EEOC Updates Guidance on Vaccines and Religious Accommodations. In the wake of federally mandated employee vaccination requirements, this week the U.S. Equal Employment Opportunity Commission updated its COVD-19 guidance “addressing questions about religious objections to employer COVID-19 vaccine requirements and how they interact with federal equal employment opportunity (EEO) laws.” Among other clarifications, the updated guidance makes clear that “objections to COVID-19 vaccination that are based on social, political, or personal preferences, or on nonreligious concerns about the possible effects of the vaccine, do not qualify as ‘religious beliefs’ under Title VII [of the Civil Rights Act of 1964].” Katherine Dudley Helms and Andrew L. Metcalf have the details.

DOL Finalizes Tip-Credit Rule.
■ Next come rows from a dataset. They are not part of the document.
PR #685, opened 2015-08-26
(maint) Add handler for /environment/:environment route

nicklewis:
This route is used for retrieving information about an environment
catalog. This just passes through handling of the route to puppet, as
with all the similar routes.

### DIFF
--- a/src/clj/puppetlabs/services/master/master_core.clj
+++ b/src/clj/puppetlabs/services/master/master_core.clj
@@ -51,6 +51,8 @@
                    (request-handler request))
     (comidi/GET ["/resource_types/" [#".*" :rest]] request
                    (request-handler request))
+    (comidi/GET ["/environment/" [#".*" :rest]] request
+                   (request-handler request))
     (comidi/GET "/environments" request
                    (request-handler request))
     (comidi/GET ["/status/" [#".*" :rest]] request
--- a/test/unit/puppetlabs/services/master/master_core_test.clj
+++ b/test/unit/puppetlabs/services/master/master_core_test.clj
@@ -24,6 +24,7 @@
     (doseq [[method paths]
             {:get ["catalog"
                    "node"
+                   "environment"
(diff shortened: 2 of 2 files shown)


KevinCorcoran:
:see_no_evil:

KevinCorcoran:
From the Travis CI build ...
```
FAIL in (admin-api-flush-jruby-pool-test) (jruby_pool_int_test.clj:142)
  actual: (not (true? false))
```
@cprice404 - Any thoughts?

camlow325:
I think I saw that once, too, but wasn't able to reproduce it later.

cprice404:
@camlow325 did you see that on your box?  Or in Travis?

@KevinCorcoran seems like we should probably file a separate ticket for that failure and deal with it in triage, and consider this PR independently.

@nicklewis I have some reservations about this (just in terms of timing) but would be willing to discuss; seems like it might be more appropriate to do that in Jira for posterity, do you have a ticket number?

camlow325:
> @camlow325 did you see that on your box? Or in Travis?

Pretty sure I saw that on my local box but I can't remember now.  I had some other local changes in place at the time I'd run the tests so I chalked up my lack of an ability to reproduce it to some of that at the time but it sounds now like there might be a real problem here.

nicklewis:
@cprice404 The placeholder is APPMGMT-94.

cprice404:
@nicklewis thanks, will add some comments over there.

cprice404:
After some discussion and clarification on the Jira ticket, I'm +1 on this.  @camlow325 can you merge this today unless you have any other concerns?

cprice404:
I don't want to hold up the app management team and this seems pretty straightforward to me, so I'm going to merge it.  If anyone has any concerns we can deal with them retroactively.

camlow325:
FWIW now that it's already been merged, :+1: from me.

PR #687, opened 2015-08-28
(SERVER-835) Integrate trapperkeeper-authorization and associated settings

camlow325:
This PR integrates Puppet Server with trapperkeeper-authorization for authorizing access to both Clojure-level and core Ruby Puppet-hosted endpoints.  By default, the client-whitelists are still honored, if present, for puppet-admin and certificate-status(es) Clojure endpoints.

A new optional setting, use-legacy-auth-conf, can be set to 'false' in order to have tk-auth used for authorizing core Ruby Puppet-hosted endpoints.  The default for the use-legacy-auth-conf setting, however, is 'true'.


camlow325:
Rebased due to merge conflicts at 7971c1a

camlow325:
Rebased again due to merge conflicts at 9d1b876.

src/clj/puppetlabs/services/master/master_service.clj
```diff
@@ -38,12 +41,17 @@
...
+                            (-> (core/root-routes handle-request)
+                                (#(comidi/context path %))
+                                comidi/routes->handler)
+                            wrap-with-authorization-check
+                            use-legacy-auth-conf
+                            puppet-version))]
        (if (map? route-config)
-         (add-ring-handler this ring-handler {:route-id :master-routes})
+         (add-ring-handler this ring-handler
+                           {:route-id :master-routes})
```
nwolfe: :hand: :hand: :gun:

src/clj/puppetlabs/services/puppet_admin/puppet_admin_core.clj
```diff
@@ -101,24 +99,40 @@
...
-                  "configuration settings")))))
+  (:puppet-admin config))
+
+(schema/defn ^:always-validate puppet-admin-settings->whitelist-settings
+  :- ringutils/WhitelistSettings
+  "Given the full Puppet Admin web service settings, extract and return the
+  embedded client whitelist settings."
+  [admin-settings :- (schema/maybe PuppetAdminSettings)]
+  (select-keys admin-settings [:client-whitelist
+                               :authorization-required]))
```
nwolfe: Not that we expect the keys to change, but you might get the keys from `ringutils/WhitelistSettings` rather than hardcode them again here.

src/ruby/puppet-server-lib/puppet/server/auth_provider.rb
```diff
@@ -0,0 +1,13 @@
+## This is a "dummy" AuthProvider that Puppet Server registers with core
+## Puppet for cases where Puppet Server decides that it should be in charge of
+## authorizing requests at the Clojure / Ring handler level - depending upon
+## the configuration of the 'use_legacy_auth_conf' setting - and not core
+## Puppet.
+
+class Puppet::Server::AuthProvider
```
nwolfe: Hm, we might not want this to be the same name as the Puppet class, although that may never technically bite us?

nwolfe: Oh just noticed this is in a server-specific namespace

src/clj/puppetlabs/puppetserver/certificate_authority.clj
```diff
@@ -718,11 +717,6 @@
    service return a map with of all the CA settings.
    Throws an exception if any required configuration is not found."
```
nwolfe: Might delete this from the docstring now - no biggie though

src/clj/puppetlabs/services/ca/certificate_authority_core.clj
```diff
@@ -286,3 +280,28 @@
...
+   puppet-version :- schema/Str]
+  ;; For backward compatibility, requests to the .../certificate_status* endpoint
+  ;; will be authorized by a client-whitelist, if one is configured for
+  ;; 'certificate_status'.  When we are able to drop support for
+  ;; client-whitelist authorization later on, we should be able to get rid of
+  ;; the 'wrap-with-trapperkeeper-or-client-whitelist-authorization' function
+  ;; and replace with a line chaining the handler into a call to
+  ;; 'authorization-fn'.
+  (let [whitelist-path (str path
+                            (if (not= \/ path) "/")
```
nwolfe: (woah)

src/clj/puppetlabs/services/legacy_routes/legacy_routes_service.clj
```diff
@@ -6,46 +6,57 @@
...
+                                              wrap-with-authorization-check
+                                              use-legacy-auth-conf
+                                              puppet-version)
+                               :api-version master-core/puppet-API-version}
           real-ca-service? (= (namespace (tk-services/service-symbol ca-service))
                               "puppetlabs.services.ca.certificate-authority-service")
+          ca-settings (ca/config->ca-settings (get-config))
+          ca-route-handler (-> ca-settings
+                               (ca-core/web-routes)
+                               (#(comidi/context path %))
```
nwolfe: Could `partial` the numerous occurrences of this like `(partial comidi/context path)`

src/clj/puppetlabs/services/puppet_admin/puppet_admin_core.clj
nwolfe: Oh I see those keys aren't really accessible as they're `schema/optional-key`s

nwolfe:
:+1: 

Functionally reviewed using `curl` - works as expected.

Agent runs aren't possible yet as the CA endpoints can't be accessed without a SSL cert (e.g. catch 22).
This is expected though.

As @camlow325 and I discussed IRL, we'll have to wait to merge this until:
* @jeffmccune 's PR for allow-unauthenticated is merged
* new tk-authz release
* @camlow325 updates this PR with `:match-request` changes and `allow-unauthenticated` rules for CA endpoints.

camlow325:
Added e6c251a to bump puppet-server dependency up to newer trapperkeeper-authorization version, 0.1.2.  This version has support for `allow-authenticated` and the new `:match-request` rule structure.  This commit includes an updated ezbake `auth.conf` file that will permit appropriate access to the certificate authority endpoints so that a new agent run can succeed.

src/clj/puppetlabs/services/request_handler/request_handler_core.clj
```diff
@@ -92,19 +92,19 @@
...
+  (let [body-for-jruby (body-for-jruby request)
+        request-with-params (-> request
+                                (assoc :body body-for-jruby)
+                                pl-ring-params/params-request)]
+    ; :params may or may not been populated by ring middleware at this point.
+    ; Even if they were, though, they may have key/value pairs in them that
+    ; originated from the comidi route destructuring.  Ignore whatever may
+    ; have been there and repopulate it with what ring pulled from the form
+    ; and query params.
+    (assoc request-with-params :params
```
camlow325: I did this to resolve a conflict introduced by the inclusion of tk-authz 0.1.2.  tk-authz now wraps the Ring middleware which destructures request params into the Ring request map - in order to be able to pull out query params from the request query string.  Previously, this code would clear out the `:params` key before "re-running" the Ring params middleware, which would leave the `:params` not set because `:query-params` and `:form-params` had been pre-populated.  With this change, the `:params` are now always recomposed from the `:query-params` and `:form-params`, whether the `:query-params` and `:form-params` had originally been populated onto the request from tk-authz or from within this `wrap-params-for-jruby` function.

src/clj/puppetlabs/services/legacy_routes/legacy_routes_service.clj
camlow325: Done in c456582.

src/clj/puppetlabs/services/ca/certificate_authority_core.clj
camlow325: This wasn't right.  I was intending to have this just add "/" if the `path` didn't already end with one.  I changed this to ...

~~~~clojure
(if (not= \/ (last path)) "/")
~~~~

... in c456582.

src/clj/puppetlabs/puppetserver/certificate_authority.clj
camlow325: Done in c456582.

camlow325:
I realized one other problem when attempting to integrate this with PE Puppet Server.  The `config->ca-settings` function needs to not try to associate any content from the `certificate-authority` section other than the `certificate-status` key/value.  This produced a schema violation with PE Puppet Server when the `reverse-proxy-ca-service` was configured with the proxy-related content that it manages in the `certificate-authority-section`.  Addressed this in 628f77e.

src/clj/puppetlabs/puppetserver/ringutils.clj
```diff
@@ -119,4 +111,40 @@
...
+  starts with the value provided to this function for 'whitelist-path' and if
+  the 'whitelist-settings' are non-empty.  In all other cases, requests are
+  routed to the handler constructed from the 'authorization-fn'"
+  [base-handler :- IFn
+   authorization-fn :- IFn
+   whitelist-path :- schema/Str
+   whitelist-settings :- (schema/maybe WhitelistSettings)]
+  (let [handler-with-trapperkeeper-authorization (authorization-fn base-handler)]
+    (if-let [handler-with-client-whitelist-authorization
+             (if (not-empty whitelist-settings)
```
dankreek: It seems that using `(when)` when you don't have an else clause is more idiomatic, but this doesn't need to be fixed.

dankreek:
Everything LGTM. :+1:

PR #688, opened 2015-08-31
(QENG-2770) Use default option value when env var is empty string.

waynr:


acceptance/lib/helper.rb
```diff
@@ -61,7 +61,9 @@ def self.get_option_value(value, legal_values, description,
 
     # precedence is environment variable, option file, default value
     value = ((env_var_name && ENV[env_var_name]) || value || default_value)
-    if value
+    if value == ""
+      value = default_value
```
camlow325: For what cases should we be doing a `to_sym` on the value?  Looks like if we get here via the environment variable not being defined and value = "" that what we'll use as the value, `default_value`, won't have `to_sym` applied to it.  If we were to get to using `default_value` because the environment variable was not defined and `value` supplied to the function was nil, though, I think we'd get `default_value.to_sym`.

nwolfe: It seems like `to_sym` is already intelligently applied in this function.  We won't get `default_value.to_sym` when `default_value` is nil because it won't enter either the `if` or `elsif`, it'll fall through to the nil check below.

nwolfe:
:+1:

acceptance/lib/helper.rb
camlow325: I'm wondering if we should eliminate the `elsif` and just require the value to have been converted to a symbol before calling into the `get_option_value` function.  Seems confusing to only conditionally convert to a symbol from within this function.  I haven't looked at the callers of this function, though, so maybe I'm offbase on this.

nwolfe: Hm, yeah, there's probably room for improvement in here but is it worth the trouble?  You could argue that changing all the usages (and missing a few?) is worse than making the one function smarter.

camlow325: Seems like this function makes an assumption that `value` will always come from an options file and that, in all of the cases where the option is set, the `value` needs to be converted to a symbol?  Wasn't clear to me that this is a safe assumption to make in all cases, in which case doing the conversion closer to the caller might make more sense.

I'll leave it up to @waynr as to what's best to do here.  Just seemed a bit confusing / fragile to me.  But I'll admit that I don't have a very good grasp of what's going on here.

waynr: @camlow325 I agree that the `get_option_value` behavior is confusing and I'm not sure what exactly can be done to make it better. We could add an optional argument to `get_option_value` so that it knows what the preferred type of its return value should be (`:string`, `:symbol`, etc)

waynr:
@camlow325 I pushed a commit that demonstrates what I mentioned in my last comment. I'm not sure it really makes `get_option_value` any more understandable and I don't think it's worth spending more time on unless you want me to revert the head of this PR back to the previous commit.

acceptance/lib/helper.rb
```diff
@@ -9,27 +9,28 @@ def self.initialize_config(options)
...
 
     puppetserver_version =
         get_option_value(options[:puppetserver_version],
                          nil, "Puppet Server Version",
-                         "PUPPETSERVER_VERSION", nil)
+                         "PUPPETSERVER_VERSION", nil, :string)
 
     puppet_version = get_option_value(options[:puppet_version],
-                         nil, "Puppet Version", "PUPPET_VERSION", nil) ||
+                         nil, "Puppet Version", "PUPPET_VERSION", nil, :symbol) ||
```
camlow325: Should the `value_type` for this one be a `:string` instead of a `:symbol`?

camlow325:
@waynr I think your follow-up commit is an improvement over what was there.  @nwolfe - what do you think?

camlow325:
Seems like this may need a rebase now?

nwolfe:
> @nwolfe - what do you think?

Sure, let's try it!

acceptance/lib/helper.rb
waynr: Fixed.

waynr:
@camlow325 okay, I have rebased and made changes per your most recent comment.

nwolfe:
@waynr rebase again?

nwolfe:
@waynr Actually, could you please retarget this at stable so we can then merge it up to master?

waynr:
@nwolfe just targeted at stable in #690

PR #689, opened 2015-09-01
(MAINT) Upgrade puppet-agent package

nwolfe:
The version we were pinned to has been purged from the nightly repo, so
we need to bump it up to the newest (green) build. This also bumps the
puppet submodule to match the version expected by puppet-agent.


camlow325:
:100: :fast_forward:

PR #690, opened 2015-09-01
(QENG-2770) Make it possible to use default value of option when given value is empty string.

waynr:


nwolfe:
:+1:

Once this lands, I can update our ci-job-configs to remove the version and see if this actually works.

camlow325:
:rocket: :hammer: :racehorse: :zap:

On October 29, 2021, the U.S. Department of Labor’s Wage and Hour Division published its final tip-credit rule. The regulation partially replaces a Trump-era rulemaking with the so-called 80/20 rule, which prohibits an employer from taking a tip credit under the Fair Labor Standards Act (FLSA) if an employee’s non-tip-producing work “exceeds, in the aggregate, 20 percent of the employee’s hours worked during the workweek.” The final rule becomes effective on December 28, 2021. Steven F. Pockrass and Victoria L. Vish have the details.

PUMP for Nursing Mothers Act Passes House. On October 22, 2021, the U.S. House of Representatives passed the Providing Urgent Maternal Protections (PUMP) for Nursing Mothers Act (H.R. 3110). While the 2010 Break Time for Nursing Mothers law, which amended section 7 of the FLSA, requires employers to provide reasonable break time and space (other than a bathroom) for nursing workers to pump breast milk, the PUMP for Nursing Mothers Act would expand coverage to include employees exempt from the FLSA and would provide an enforcement mechanism to address situations in which employers fail to provide such accommodations. The bill passed the House, 276–149, with 59 Republicans voting in favor of the legislation.

The Buck Stopped There. Seventy-two years ago this week, the Fair Labor Standards Act Amendments of 1949 were enacted into law. Among other provisions, the 1949 amendments increased the minimum wage from $.40 to $.75 per hour, defined the phrase “regular rate of pay” for the purposes of calculating overtime (it was undefined in the original act), expressly prohibited “oppressive child labor,” and empowered the Department of Labor to take legal action to recover unpaid wages on behalf of employees. Upon signing the bill into law, President Harry S. Truman stated, “[T]he improvements made by the new act will go far toward achieving our basic purpose of assuring minimum labor standards necessary for health, efficiency and general well-being of workers.”